Diagnosis
The majority of SCTs are diagnosed in utero. This typically occurs early in the second trimester during a routine ultrasound when a mass can be seen on the baby’s buttocks.
It is at this point that most of our patients affected by SCT are referred to the Cincinnati Children's Fetal Care Center. Here, we’ll work with you to assess the severity of your case, create a plan for the remainder of your pregnancy, and help you understand what to expect after delivery.
These tumors sometimes grow quickly and reach a very large size. In order to grow, the tumor requires a lot of blood flow. As a result, your baby’s heart works hard to pump blood to the tumor. The larger the tumor, the harder the baby’s heart must work.
As the heart increases its output, the baby’s kidneys will also receive more blood flow and consequently make more urine. This increased urine production can lead to excessive amniotic fluid building up inside the uterus. This condition is called polyhydramnios and reflects a progression of the physiologic changes associated with SCT. Polyhydramnios is suspected if your uterus measures larger than it should at a given week in your pregnancy.
In the most severe cases, the tumor can grow so large that the baby’s heart can’t keep up, eventually leading to heart failure in the fetus (hydrops).
Evaluation
We typically see a mother with a fetal SCT within two weeks of her initial diagnosis. Your nurse-coordinator will speak with you and arrange the following tests and meetings during your visit.

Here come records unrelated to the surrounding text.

PR #1084, opened 2023-02-12
Explain auto-close policy in ISSUE_TEMPLATE.md

NateEag:
Per discussion in this forum thread: http://forum.exercism.org/t/update-github-issue-template-to-warn-users-new-issues-are-being-auto-closed/3676/2

### DIFF
--- a/.github/ISSUE_TEMPLATE.md
+++ b/.github/ISSUE_TEMPLATE.md
@@ -1,7 +1,10 @@
 <!--
-If you're having trouble, please open an issue in
-http://github.com/exercism/exercism/issues.
+Hello. Thanks for opening an issue on Exercism - we really appreciate your interest in helping!
 
-If necessary, we will open actionable issues here
-about what needs to change.
+We are currently in a phase of our journey where we have paused community contributions to allow us to take a breather and redesign our community model. You can learn more in this blog post: https://exercism.org/blog/freeing-our-maintainers. **As such, all issues and PRs in this repository are being automatically closed.**
+
+That doesn’t mean we’re not interested in your ideas, or that if you’re stuck on something we don’t want to help. The best place to discuss things is with our community on the Exercism Community Forum: https://forum.exercism.org. If necessary, we will open actionable issues here about what needs to change.
+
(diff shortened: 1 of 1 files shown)


.github/ISSUE_TEMPLATE.md
```diff
@@ -1,7 +1,10 @@
 <!--
-If you're having trouble, please open an issue in
-http://github.com/exercism/exercism/issues.
+Hello. Thanks for opening an issue on Exercism - we really appreciate your interest in helping!
+
+We are currently in a phase of our journey where we have paused community contributions to allow us to take a breather and redesign our community model. You can learn more in this blog post: https://exercism.org/blog/freeing-our-maintainers. **As such, all issues and PRs in this repository are being automatically closed.**
+
+That doesn’t mean we’re not interested in your ideas, or that if you’re stuck on something we don’t want to help. The best place to discuss things is with our community on the Exercism Community Forum: https://forum.exercism.org. If necessary, we will open actionable issues here about what needs to change.
+
+If you do open an issue, the auto-close comment will include a link to create a discussion on the forum.
```
kotp, line 8: These lines do not match the (technical) style of the lines replaced.

iHiD, line 8:
```suggestion
Hello. Please do NOT open issues in this repository. Instead use the Exercism Community Forum: https://forum.exercism.org
```

iHiD:
@NateEag Thanks for opening this :) I've left a suggestion.

iHiD:
>We might also follow the Exercism recommendation for Markdown, here, to be consistent.

@kotp I actually think we don't want to do this here as this text is never **rendered** so the rules don't apply. Instead the text is shown as is, with normal paragraph formatting, is much more readable I think.

NateEag:
@kotp Thanks for the suggestion! I went with plain paragraph formatting for the reasons @iHiD outlined.

iHiD:
Thanks :)

kotp:
No problems.  It is not that important, this file does not churn like others can.  But the reasons are not only for rendering, but for "a sentence change should not need to show diff for the entire paragraph" so the reasoning is not only for rendering purposes, they are for maintenance and diff noise as well.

- An ultrasound of the baby, where we comprehensively look at the baby and specifically look at the blood supply, size and characteristics of the tumor
- An MRI of the baby, to get more detailed views of the tumor, the baby’s spine and the surrounding structures in the baby’s pelvis
- A fetal echocardiogram, to assess how hard your baby’s heart is working
- A meeting with our social worker to assist with specific needs that you may have
After your tests are complete, our team of experts from maternal-fetal medicine (MFM), pediatric surgery, neonatology, genetics, cardiology and radiology will discuss the results and then meet with you in a team meeting. The important features of the team meeting include:
- Introducing the care team that will be involved both before and after your baby is born
- Reviewing the studies with you that led to the diagnosis and discuss their implications
- Describing the options for prenatal treatment if needed
- Developing a plan for the care of the rest of your pregnancy and the delivery
- Describing the typical evaluation, treatment and long-term outcome for your baby after it is born
Compassionate, Expert Care
The Fetal Care Center offers comprehensive diagnostic tests and the latest treatments for sacrococcygeal teratoma / SCT. Just as important, our team of specialists takes time to explain test results, answer questions and discuss treatment options. We understand that parents are facing unique challenges, and we provide as much support as possible every step of the way. Extensive experience and research allow our team to treat the most complex cases of SCT.
Planning for Delivery
You should deliver in a hospital with a level III neonatal intensive care unit (NICU) available for the specialized medical and surgical care that your baby will require after birth.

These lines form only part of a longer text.